Exercise objective:
Output must match the data below exactly from its first line through the line that contains "allows users to", with no other line.

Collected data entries
◇ ◇ ◇ ◇

PR #640, opened 2016-11-10
requests dashboard filter by type

### LINKED ISSUE #625: Allow requests dashboard to be filtered by request type

jmartin-sul:
allows users to filter the requests dashboard by type.  each type name (under its respective count) links to a version of the page filtered by type.  if a type filter is on, an `[x]` link to its right provides a way to remove that filter and show all requests.  i was just running with @jkeck's idea for how to implement this simply, it could definitely use design vetting from @jvine.

attaching screenshots from the capybara tests because i did something to mess up my local test data when instantiating test objects from the factory, and the default unfiltered version of the page now 500s on me.  would be nice to test this manually, either locally or on stage, before merging.

capybara-201611101050404614639155

capybara-201611101050402221951178

capybara-201611101050401483245569

closes #625

### DIFF
--- a/spec/features/admin_requests_spec.rb
+++ b/spec/features/admin_requests_spec.rb
@@ -13,7 +13,14 @@ describe 'Viewing all requests' do
                       request_comment: 'I can has this item?',
                       user: User.create(name: 'Joe', email: 'joe@xyz.com')
               )
+        create(:mediated_page, ad_hoc_items: ['ZZZ-123'],
+                               item_title: 'A Different Type of Page',
+                               origin: 'SPEC-COLL',
+                               request_comment: 'I can has this mediated item?',
+                               user: User.create(name: 'Jane', email: 'jane@example.com')
+              )
       end
+
       it 'should list data in a table' do
         visit admin_index_path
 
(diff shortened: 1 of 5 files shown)


spec/features/admin_requests_spec.rb
```diff
@@ -23,8 +30,45 @@
         expect(page).to have_css('td a[data-behavior="truncate"]', text: 'An American in Paris')
         expect(page).to have_css('td a[href="mailto:joe@xyz.com"]', text: /Joe \(joe@xyz.com\)/)
 
+        expect(page).to have_css('td a[data-behavior="truncate"]', text: 'A Different Type of Page')
+        expect(page).to have_css('td a[href="mailto:jane@example.com"]', text: /Jane \(jane@example.com\)/)
+
         expect(page).to have_selector('table.table-striped', count: 1)
       end
+
+      it 'give a link to filter by request type' do
```
ndushay: better?  `allow filtering by request type` ?

jvine:
👍  The interaction looks fine to me. We do a fancier version with the x icon in SW, but I don't think the added complication is necessary for this context.

spec/features/admin_requests_spec.rb
jmartin-sul: advice taken

app/models/dashboard.rb
```diff
@@ -2,6 +2,14 @@
 #  Class to handle dashboard metrics
 ###
 class Dashboard
+  METRIC_TYPE = {
+    custom: 'Custom',
+    hold_recalls: 'HoldRecall',
+    mediated_pages: 'MediatedPage',
+    pages: 'Page',
+    scans: 'Scan'
+  }.freeze
```
jkeck: This seems a bit strange to have.   Can we just use `classify` on the string representation of these metrics?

◇ ◇ ◇ ◇

Completed task:
PR #640, opened 2016-11-10
requests dashboard filter by type

### LINKED ISSUE #625: Allow requests dashboard to be filtered by request type

jmartin-sul:
allows users to filter the requests dashboard by type.  each type name (under its respective count) links to a version of the page filtered by type.  if a type filter is on, an `[x]` link to its right provides a way to remove that filter and show all requests.  i was just running with @jkeck's idea for how to implement this simply, it could definitely use design vetting from @jvine.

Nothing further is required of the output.